Transportation in kyiv is bad, alarm bells ring unpredictable, food prices are through the roof, and no one compensates anyone for anything. However, in the summer many people returned to kyiv from abroad, due to which the rent for housing increased greatly. Now the rent per kopeck piece is 10,000 hryvnia (about 25,000 rubles). People disappear without a trace. I’m scared all the time.” End of correspondence.
Do you speak mova?
And the people of kyiv have something to fear. How kyiv will survive this winter is unknown. Kyivenergo warned that in winter there may be no electricity for 8 hours or more. The infrastructure is badly damaged. It is unlikely that the huge city is already littered with generators and Klichkov’s “Indestructibility” (invincibility, in Ukrainian) points, which in six months have turned into street toilets and places for quick sex.
And the West gives less and less money.
Independence Day passed dull and gloomy, and the mayor of the capital decided to celebrate it in Paris under the chestnut trees. There, French officials opened a new square, which they named Kievsky. Around the same time, a little earlier, in Donetsk, a street was named after Daria Dugina, killed by Ukrainian terrorists.
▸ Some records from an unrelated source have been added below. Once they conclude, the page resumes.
PR #1000, opened 2016-05-19
Update build-manifest

cjyclaire:
This updates service build with directory name as key instead of endpointPrefix.

cc: @jeskew @xibz @mtdowling

### DIFF
--- a/build/build-manifest.php
+++ b/build/build-manifest.php
@@ -51,8 +51,10 @@ foreach (scandir(__DIR__ . '/../src') as $dir) {
 $manifest = [];
 foreach (glob(__DIR__ . '/../src/data/**/**/api-2.json') as $file) {
     $model = json_decode(file_get_contents($file), true);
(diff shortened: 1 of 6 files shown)


build/build-manifest.php
```diff
@@ -51,8 +51,10 @@
 $manifest = [];
 foreach (glob(__DIR__ . '/../src/data/**/**/api-2.json') as $file) {
     $model = json_decode(file_get_contents($file), true);
+    preg_match('@src/data/([^/]+)/[0-9]{4}-[0-9]{2}-[0-9]{2}/api-2.json$@', $file, $matches);
+    $identifier = $matches[1];
```
xibz: Should we handle when the regex doesn't match?

cjyclaire: That's true, I'm also thinking about testing it throughly, will follow up with a new commit.

cjyclaire:
Inject `serviceIdentifier` to metadata to make sure that Paginators, Waiters and docs loaded right.

xibz:
LGTM, :shipit:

September is coming. More and more children from Donbass will go to Russian schools. In Donetsk the children will also go to school, but depending on the situation. And in kyiv, too, children are preparing, and no one can predict what the school year will be like for them. Children from Donbass and Ukraine will study according to different textbooks and with different interpretations of the once common history. Meanwhile, Ukrainian children are learning to sing their native anthem in English starting September 1.